# 14 weeks - how much weight gain?



## AshleyR

I am 14 weeks and have put on 6-7 lbs so far. Wondering if this is normal?

My doc said she isn't concerned, but she's only going by my weight from my first prenatal appointment to my second - I only gained 2 lbs in that time, but had gained 4-5 already before my first appt.

I am a chubby girl and got pregnant at 228 lbs (5'5" tall). I've read that I should only gain 10-15 lbs.... well, I'm half way there at only 14 weeks!

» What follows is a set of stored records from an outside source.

PR #9671, opened 2020-12-17
CB-10406. Diagnostics: Support destination for DL/DH fails with clust…

oleewere:
…er not found error.

details:
- this happens if the cluster id is not the same as the stack id


horadla23 (approved):
LGTM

Just curious what the rest of you have gained??? I was lucky enough to not loose my appetite too much during the first trimester. I know that's a good thing for baby, but so many girls talk about losing weight or hardly gaining anything in the first trimester because they couldn't eat - I've been able to eat like crazy, and I just want to make sure I'm not overdoing it too much!


----------



## honeybee2

I've also gained 7lbs and I'm just 13 weeks x


----------



## Katie1

I think I have gained about 8 pounds so far.. I gained 4 pounds somewhere between 17 and 21 weeks... and I'm sure 4 pounds within the last month, also.


----------



## Kerrieann

I didnt gain anything untill 16 weeks and have gained 3lbs. In my first 2 pregnancis i had probly gained about 7-8lbs by 14 weeks though, every pregnancy with each women is diff, try not to compare and if your midwife isnt worried and you know your eating healthy then i wouldnt worry x


----------



## Accounts2010

I have gained 6lb at 19 weeks, my nurse is happy with me as I had 2mths in hospital, was too ill couldnt keep anything down. If i could It would have been more lol.


----------



## LittleOnes

Biggest thing to remember with weight --

EVERYONE is different! There are general recommendations yes, and the more we put on the harder it may be to later get it off, BUT we must do what we have to do for our growing babies. 

At 16 weeks I had gained about 7 pounds, and at 22 weeks had gained 15 pounds in total. 

The key is, what do we eat? If we're not gorging on junk food/processed foods high in bad fats, sugar, sodium, etc, then we should be fine, and our babies too. 

For example I am hungry ALL THE TIME, have been since 8 or 9 weeks, maybe earlier. What should I do, not eat when I'm hungry? No, it is my baby saying FEED ME! 

Point is I try to focus on eating whole grains, fruits and veggies, lean meats and dairy, fatty fish, etc. And even then, I am human, I definitely have my share of chocolate (i try to eat mostly dark chocolate), cookies, cakes (hell-OOO sweet tooth!), chips, fries, and so on. 

Do your best to eat healthfully and keep moderately active - walking 30 minutes a day is great for you and baby! And try not to worry too much about weight unless your doctor is seriously concerned.


----------



## KahluaCupcake

My first pregnancy (that ended at 11 weeks) had me put on over 10lbs. I carried it like 20lbs...it was terrible.

HOWEVER, this pregnancy, I haven't gained a single pound. Actually, I've lost three. I'm also overweight, and the doctor said it's normal when you start out heavier to not gain a lot.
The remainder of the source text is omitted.